Issue #5035, opened 2023-11-28
Use correct URL for Studio Prem Environments


julieg18:
Currently, we use `https://studio.iterative.ai` for making calls to Studio but [self-hosted instances](https://dvc.org/doc/studio/self-hosting/installation) would use a different URL. 

We can use the DVC config's [`studio.url`](https://dvc.org/doc/user-guide/project-structure/configuration#studio) to get the URL to call to and default to `https://studio.iterative.ai` if it doesn't exist. 

- [x] Use `studio.url` for calls to Studio, defaulting to `https://studio.iterative.ai`
- [x] Add commands for updating the URL in the command pallette
- [ ] Look into adding reference to studio prem URL in setup section

PR #5061, opened 2023-12-01
Get studio url from setup

julieg18:
Has fetch requests get the studio url from setup instead of a constant in preparation for #5035

### DIFF
--- a/extension/src/experiments/commands/index.ts
+++ b/extension/src/experiments/commands/index.ts
@@ -9,7 +9,7 @@ import {
   getConfigValue,
   setUserConfigValue
 } from '../../vscode/config'
-import { STUDIO_URL } from '../../setup/webview/contract'
+import { DEFAULT_STUDIO_URL } from '../../setup/webview/contract'
 import { RegisteredCommands } from '../../commands/external'
 
 export const getBranchExperimentCommand =
@@ -48,7 +48,7 @@ export const getRenameExperimentCommand =
 
 const promptToAddStudioToken = async () => {
   const response = await Toast.askShowOrCloseOrNever(
-    `Experiments can be automatically shared to [Studio](${STUDIO_URL}) by setting the studio.token in your config.`
+    `Experiments can be automatically shared to [Studio](${DEFAULT_STUDIO_URL}) by setting the studio.token in your config.`
   )
 
   if (!response || response === Response.CLOSE) {
--- a/extension/src/setup/studio.ts
+++ b/extension/src/setup/studio.ts
@@ -1,6 +1,6 @@
 import { Event, EventEmitter, Disposable as VSCodeDisposable } from 'vscode'
 import fetch from 'node-fetch'
-import { STUDIO_URL } from './webview/contract'
+import { DEFAULT_STUDIO_URL } from './webview/contract'
 import { AvailableCommands, InternalCommands } from '../commands/internal'
 import { getFirstWorkspaceFolder } from '../vscode/workspaceFolders'
 import { Args, ConfigKey, Flag } from '../cli/dvc/constants'
@@ -28,6 +28,7 @@ export class Studio extends Disposable {
   private studioIsConnected = false
   private shareLiveToStudio: boolean | undefined = undefined
   private studioAccessTokenUriHandler: VSCodeDisposable | undefined = undefined
+  private studioUrl: string = DEFAULT_STUDIO_URL
 
   constructor(
     internalCommands: InternalCommands,
@@ -50,6 +51,10 @@ export class Studio extends Disposable {
 
   public getShareLiveToStudio() {
     return this.shareLiveToStudio
+  }
+
+  public getStudioUrl() {
+    return this.studioUrl
   }
 
   public async removeStudioAccessToken(dvcRoots: string[]) {
@@ -112,7 +117,7 @@ export class Studio extends Disposable {
     this.resetAccessTokenUriHandler()
 
     const response = await this.fetchFromStudio(
-      `${STUDIO_URL}/api/device-login`,
+      `${this.getStudioUrl()}/api/device-login`,
       {
         client_name: 'VS Code'
       }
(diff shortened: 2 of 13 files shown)


extension/src/experiments/commands/index.ts
```diff
@@ -48,7 +48,7 @@ export const getRenameExperimentCommand =
 
 const promptToAddStudioToken = async () => {
   const response = await Toast.askShowOrCloseOrNever(
-    `Experiments can be automatically shared to [Studio](${STUDIO_URL}) by setting the studio.token in your config.`
+    `Experiments can be automatically shared to [Studio](${DEFAULT_STUDIO_URL}) by setting the studio.token in your config.`
```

________________________________________

The task
The complete listing, unchanged, is the expected answer.

Solution to the problem
Issue #5035, opened 2023-11-28
Use correct URL for Studio Prem Environments


julieg18:
Currently, we use `https://studio.iterative.ai` for making calls to Studio but [self-hosted instances](https://dvc.org/doc/studio/self-hosting/installation) would use a different URL. 

We can use the DVC config's [`studio.url`](https://dvc.org/doc/user-guide/project-structure/configuration#studio) to get the URL to call to and default to `https://studio.iterative.ai` if it doesn't exist. 

- [x] Use `studio.url` for calls to Studio, defaulting to `https://studio.iterative.ai`
- [x] Add commands for updating the URL in the command pallette
- [ ] Look into adding reference to studio prem URL in setup section

PR #5061, opened 2023-12-01
Get studio url from setup

julieg18:
Has fetch requests get the studio url from setup instead of a constant in preparation for #5035

### DIFF
--- a/extension/src/experiments/commands/index.ts
+++ b/extension/src/experiments/commands/index.ts
@@ -9,7 +9,7 @@ import {
   getConfigValue,
   setUserConfigValue
 } from '../../vscode/config'
-import { STUDIO_URL } from '../../setup/webview/contract'
+import { DEFAULT_STUDIO_URL } from '../../setup/webview/contract'
 import { RegisteredCommands } from '../../commands/external'
 
 export const getBranchExperimentCommand =
@@ -48,7 +48,7 @@ export const getRenameExperimentCommand =
 
 const promptToAddStudioToken = async () => {
   const response = await Toast.askShowOrCloseOrNever(
-    `Experiments can be automatically shared to [Studio](${STUDIO_URL}) by setting the studio.token in your config.`
+    `Experiments can be automatically shared to [Studio](${DEFAULT_STUDIO_URL}) by setting the studio.token in your config.`
   )
 
   if (!response || response === Response.CLOSE) {
--- a/extension/src/setup/studio.ts
+++ b/extension/src/setup/studio.ts
@@ -1,6 +1,6 @@
 import { Event, EventEmitter, Disposable as VSCodeDisposable } from 'vscode'
 import fetch from 'node-fetch'
-import { STUDIO_URL } from './webview/contract'
+import { DEFAULT_STUDIO_URL } from './webview/contract'
 import { AvailableCommands, InternalCommands } from '../commands/internal'
 import { getFirstWorkspaceFolder } from '../vscode/workspaceFolders'
 import { Args, ConfigKey, Flag } from '../cli/dvc/constants'
@@ -28,6 +28,7 @@ export class Studio extends Disposable {
   private studioIsConnected = false
   private shareLiveToStudio: boolean | undefined = undefined
   private studioAccessTokenUriHandler: VSCodeDisposable | undefined = undefined
+  private studioUrl: string = DEFAULT_STUDIO_URL
 
   constructor(
     internalCommands: InternalCommands,
@@ -50,6 +51,10 @@ export class Studio extends Disposable {
 
   public getShareLiveToStudio() {
     return this.shareLiveToStudio
+  }
+
+  public getStudioUrl() {
+    return this.studioUrl
   }
 
   public async removeStudioAccessToken(dvcRoots: string[]) {
@@ -112,7 +117,7 @@ export class Studio extends Disposable {
     this.resetAccessTokenUriHandler()
 
     const response = await this.fetchFromStudio(
-      `${STUDIO_URL}/api/device-login`,
+      `${this.getStudioUrl()}/api/device-login`,
       {
         client_name: 'VS Code'
       }
(diff shortened: 2 of 13 files shown)


extension/src/experiments/commands/index.ts
```diff
@@ -48,7 +48,7 @@ export const getRenameExperimentCommand =
 
 const promptToAddStudioToken = async () => {
   const response = await Toast.askShowOrCloseOrNever(
-    `Experiments can be automatically shared to [Studio](${STUDIO_URL}) by setting the studio.token in your config.`
+    `Experiments can be automatically shared to [Studio](${DEFAULT_STUDIO_URL}) by setting the studio.token in your config.`
```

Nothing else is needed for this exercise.